[[ Source data, beginning ]]
PR #4811, opened 2023-03-15
Initial setup for a reclaim tracking system for AIs

Garanas:
Introduces a basic data structure to keep track of reclaim. The data structure mimics the iMAP configuration of the map. 

As reclaim is changed the data structure receives a signal to update the cell. The cell update is deferred by a few ticks to catch any other changes. Every five ticks (0.5 seconds) the data structure updates all changed cells. With four AIs and a lot of fighting on Open Palms the update of cells take less than a millisecond to complete. 

https://user-images.githubusercontent.com/15778155/225286939-ffdbaf06-3513-4096-a80a-7e42a477e688.mp4

A brain can register itself to receive a signal when a cell is updated. Updates are received via:

```lua
    ---@param self AIBrain
    ---@param grid AIGridReclaim
    ---@param cell AIGridReclaimCell
    OnReclaimUpdate = function(self, grid, cell)
        -- do things with it
    end,
```

Via this the brain can trigger other changes. It contains the reclaim grid and the cell that has been updated. A cell has the following fields:

```lua
---@class AIGridReclaimCell : AIGridCell
---@field TotalMass number
---@field TotalEnergy number
---@field TotalTime number
---@field ReclaimCount number
---@field Reclaim table<EntityId, Prop>
```

Note that this is a so-called `hot path` or `hot spot`, see also;

- https://en.wikipedia.org/wiki/Hot_spot_(computer_programming)

The callback works for small updates, but large computations should be deferred.

### DIFF
--- a/lua/AI/Grid.lua
+++ b/lua/AI/Grid.lua
@@ -1,0 +1,113 @@
+
+local tl = { 0, 0, 0 }
+local tr = { 0, 0, 0 }
+local bl = { 0, 0, 0 }
+local br = { 0, 0, 0 }
+
+---@class AIGridCell
+---@field Identifier string
+---@field X number
+---@field Z number
+
+---@class AIGrid
+---@field Cells table[][]
+---@field CellCount number
+---@field CellSize number
+Grid = ClassSimple {
+
+    ---@param self AIGrid
+    __init = function(self)
+        local cellCount = 16
+        local mx = ScenarioInfo.size[1]
+        local mz = ScenarioInfo.size[2]
+
+        -- smaller maps have 8x8 iMAP setup
+        if mx == mz and mx == 256 then
+            cellCount = 8
+        end
+
+        local cells = {}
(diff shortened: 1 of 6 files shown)


relent0r:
[[ Source data, end ]]
Look above for the line containing "Initial setup for". Output from there through the line containing "Introduces a basic", exactly and inclusively.

• [Result]
Initial setup for a reclaim tracking system for AIs

Garanas:
Introduces a basic data structure to keep track of reclaim. The data structure mimics the iMAP configuration of the map. 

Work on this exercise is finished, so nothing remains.